El Diario Montañés, 10 de marzo de 2021
El
14 de marzo de 2020 se declaró el estado de alarma, medida esencial para
ponerle freno a una pandemia que entonces comenzaba a desbocarse. Un año después
conocemos parte de las secuelas que ha generado el covid: muertes, precariedad en
la sanidad pública, cierres de empresas, pérdidas de trabajo…, y que se ha
desplomado la natalidad sobre unos datos que ya eran preocupantes. En nuestro
país han nacido, en diciembre y enero, 13.141 niños menos –un descenso del
23%–, justo cuando se cumplían nueve meses de aquel encierro forzoso que quizá
aumentara las relaciones sexuales por la convivencia obligada, pero que desató
el temor de traer descendientes a un mundo de futuro incierto. Sospecho que
pronto sabremos que la obesidad infantil, que ya estaba disparada, también habrá
crecido en estos meses de prohibición de los entrenamientos deportivos para los
menores. Al menos en el ámbito público, porque el impedimento de que los más
pequeños entrenaran se podía eludir en ciertos deportes acudiendo a la esfera privada.
La
ley, aunque dura, si se aplica para todos por igual tiene un sentido de justicia
–justeza–, que pierde cuando busca resquicios para adaptarse a otros intereses.

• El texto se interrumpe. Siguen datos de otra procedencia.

PR #522, opened 2022-03-29
Adapt posts_pre_query() return values based on 'fields' argument

danielbachhuber:
From #521

### DIFF
--- a/README.md
+++ b/README.md
@@ -4,7 +4,7 @@
 **Requires at least:** 4.6  
 **Requires PHP:** 7.1  
 **Tested up to:** 5.9  
-**Stable tag:** 2.3.0  
+**Stable tag:** 2.3.1  
 **License:** GPLv2 or later  
 **License URI:** http://www.gnu.org/licenses/gpl-2.0.html  
 
@@ -217,6 +217,9 @@ Add the following to your `functions.php` file.
 
 
 ## Changelog ##
+
+### 2.3.1 (March 29, 2022) ###
+* Adapts `posts_pre_query()` return values based on 'fields' argument [[#522](https://github.com/pantheon-systems/solr-power/pull/522)].
 
 ### 2.3.0 (March 29, 2022) ###
 * Removes incorrect use of `array_map( 'get_post' )` in `posts_pre_query` [[#521](https://github.com/pantheon-systems/solr-power/pull/521)].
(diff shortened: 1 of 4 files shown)


bamadesigner:
Hey @danielbachhuber! I saw the update! Thank you!

But it still doesn't work for me.

So the `page` post type is hierarchical and when the `page` posts are queried for the "Edit pages" admin page (`/wp-admin/edit.php?post_type=page`), core sets the `fields` query parameter to `id=>parent`. 

As seen here: https://github.com/WordPress/WordPress/blob/master/wp-admin/includes/post.php#L1232

So our issue comes when searching pages in the admin.

In this plugin's `posts_pre_query` filter (that you edited), if `id=>parent` is set, the filter maps the posts array of WP_Post objects to an ID (key) >  parent ID (value) array and returns that array to define `$this->posts` in the core query.

As seen here: https://github.com/pantheon-systems/solr-power/blob/f70e2b96889db8933d126d4156589410be8aa845/includes/class-solrpower-wp-query.php#L478-L480

So in the core query, when `id=>parent` is set, it loops through the posts array and needs access to each post's `ID` and `post_parent` property. Which is not available because this plugin's `posts_pre_query` removed them in its mapping.

Core code is here: https://github.com/WordPress/WordPress/blob/master/wp-includes/class-wp-query.php#L3057-L3075

So this breaks our page search query and I'm left wondering if there is something in our environment causing this issue, but in examining the code in relation to this plugin, along with a bit of localized debugging, it seems fairly obvious to me that the plugin is the issue.

I would very much welcome and appreciate your insight/thoughts.

danielbachhuber:
> So in the core query, when `id=>parent` is set, it loops through the posts array and needs access to each post's `ID` and `post_parent` property. Which is not available because this plugin's `posts_pre_query` removed them in its mapping.

Dang. That does seem incorrect. I was able to reproduce the failure with ef9a574ab9e20aeb98de6a23efd3be0d5836d124

I've added a fix with 9c9f113a7523c58f141434905af8cca212891e95 and tagged v2.3.2.

Can you see if this fixes your issue? If it doesn't, can you share more detail about the buggy behavior you're experiencing, and the debugging you've done?

bamadesigner:
Your fix works! Thank you!

danielbachhuber:
😅 Awesome! 

Thanks for your help tracking it down 😊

De cumplirla no nos exime su desconocimiento, aunque sean los legisladores quienes
desconozcan algunas características específicas de los lugares en los que se
realizan los deportes. Un ejemplo: la última resolución del BOC permite el
regreso de treinta personas a los entrenamientos en piscinas deportivas, sin
distinguir –quizá por ignorancia– entre las de seis y las de ocho calles, un
factor que cambia sustancialmente la ratio. Sea como fuere, desde nuestra
responsabilidad social tenemos la obligación de educar a los jóvenes en el
deporte, respetando, incluso, la incoherencia de algunas resoluciones. Y de luchar
contra la obesidad.
Lo
de la natalidad se nos escapa.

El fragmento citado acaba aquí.